With two Kibera friends — unemployed nurse Tabitha Atieno Festo and a former street orphan Salim Mohamed — Barcott founded Carolina for Kibera (CFK), a nonprofit that in July celebrated its 10th anniversary of intertribal soccer, female empowerment, trash collection, reproductive health education, and community medicine. (Its free clinic, started with a $26 investment, now serves 40,000 Kibera residents a year.)
Barcott was a U.S. Marine officer from 2001 to 2006, an experience he views as a variation on his nonprofit work. He described this clash and confluence of two worlds in a memoir, “It Happened on the Way to War: A Marine’s Path to Peace” (Bloomsbury, 2011). One BBC reviewer called the book “an ax for the frozen sea of the heart.”

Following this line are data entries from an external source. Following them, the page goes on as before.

PR #3865, opened 2022-05-31
Fixes: #3864 UnhandledRejection: Cannot read property 'length' of null

ronakg:
This PR fixes the issue described in https://github.com/neoclide/coc.nvim/discussions/3864

The language server may not provide the semantic tokens always. So this fix adds protection for such cases.


chemzqm:
I've made a fix, check the lint error.

PR #4024, opened 2022-08-09
Remove Search highlight in floats

creasty:
## Why

Remove `Search` highlight added by `/` command in floats.

See the example:
https://github.com/neoclide/coc.nvim/discussions/4016#discussioncomment-3345247

## What

Adds `Search:` to `&winhl`.
Note that it's intentional that the second argument is empty, which effectively removes the definition of the specified highlight.


chemzqm:
@all-contributors please add @creasty for code.

PR #4025, opened 2022-08-09
Merge &winhl rather than just replace it

creasty:
## Why

When a float window is reused, it forcibly resets `&winhl` and never fires a CocOpenFloat event.

https://github.com/neoclide/coc.nvim/discussions/4016#discussioncomment-3345247

## What

Add the default value by merging it into the current `&winhl`.


chemzqm:
Improve the implementation on 578d2e34

Issue #4039, opened 2022-08-10
seems remain last selected item while no input


springhack:
## Result from CocInfo

```
vim version: VIM - Vi IMproved 8.2 8023995
node version: v18.7.0
coc.nvim version: 0.0.82-578d2e34 2022-08-10 02:05:48 +0800
coc.nvim directory: /root/.vim/plugged/coc.nvim
term: dumb
platform: linux
```

## Describe the bug

When trigger without input, select any item then select none, it remain the last selected item.

## Reproduce the bug

- Create file `mini.vim` with：

```vim
set nocompatible
set runtimepath^=~/.vim/plugged/coc.nvim
filetype plugin indent on
syntax on
set hidden

func! s:check_back_space() abort
  let col = col('.') - 1
  return !col || getline('.')[col - 1]  =~# '\s'
endfun

inoremap <silent><expr><down>  coc#pum#visible() ? coc#pum#next(1) : "\<down>"
inoremap <silent><expr><up>    coc#pum#visible() ? coc#pum#prev(1) : "\<up>"
inoremap <silent><expr><tab>   coc#pum#visible() ? coc#pum#next(1) : <SID>check_back_space() ? "\<tab>" : coc#refresh()
inoremap <silent><expr><s-tab> coc#pum#visible() ? coc#pum#prev(1) : "\<s-tab>"
```

- Start (neo)vim with command: `vim -u mini.vim`

- Install coc-tsserver and typescript npm package, some code like in screenshot(gif)

## Screenshots (optional)

![https://i.imgur.com/h0r40cs.gif](https://i.imgur.com/h0r40cs.gif)

PR #4042, opened 2022-08-11
fix(completion): reset input word even it is empty string

springhack:
fix this #4039


chemzqm:
@all-contributors please add @springhack for bug.

PR #4629, opened 2023-05-05
Remove outdated keybinding from lua conf

samhed:
The binding for "coc-snippets-expand-jump" don't need to be set manually anymore. These bindings are set up automatically when snippets are available now-a-days.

“Harvard gave me an opportunity few people have, and that few veterans have,” said Barcott this summer in Nairobi, “an extraordinary environment where you have an opportunity for structured reflection on a particularly intense set of life experiences.” With Harvard historian Ernest R. May as a mentor, he set down the military half of his story while it was still “vivid, fresh, and immediate.” (May died the month Barcott graduated.)
CFK was the rest of the story, including its humble beginnings, its ascendant history, and its present challenges. The nonprofit is also the core subject of the Kibera case study being taught Nov. 9 by Amy J.C. Cuddy, an assistant professor at HBS. Barcott will be in class that day.
“The Business School experience was a really powerful way of learning essentially a new language,” he said, “new practices and new tools to apply to complex problems.”
While at Harvard, Barcott held a Catherine B. Reynolds Foundation Fellowship in Social Entrepreneurship through the Center for Public Leadership. That gave him an inner sanctum, he said, “a community of diverse, interesting people who are trying to take on problems that matter.”
Part of taking on problems that matter is finding a bigger audience for the big messages. His book tour involved 110 presentations in 40 cities. Next is “our larger call to action,” said Barcott, an Internet CFK challenge started this fall as “the power of 26.”
To him, 26 is a magic number. It was $26 that Barcott donated as a 20-year-old to Festo, the unemployed Kibera nurse who a year later had turned a business selling vegetables into a 24-hour health clinic. Even today, $26 — the price of four beers in America — can go a long way in a Kibera
Then there is the power of the program’s 26 thought-provoking challenges, such as “No. 6: After dark, do everything by candlelight,” and “No. 9: Try to live on $2 a day.” Others are not so severe, but still evoke Kibera’s sense of community. One example: “Tonight, make dinner for a neighbor.”
In Nairobi in July, Barcott dove into the hubbub of CFK’s 10th anniversary party, a day of parades, music, and dancing at a Kibera soccer field. For the occasion, he wore a black T-shirt with CFK’s motto in gold letters: “Be a light.”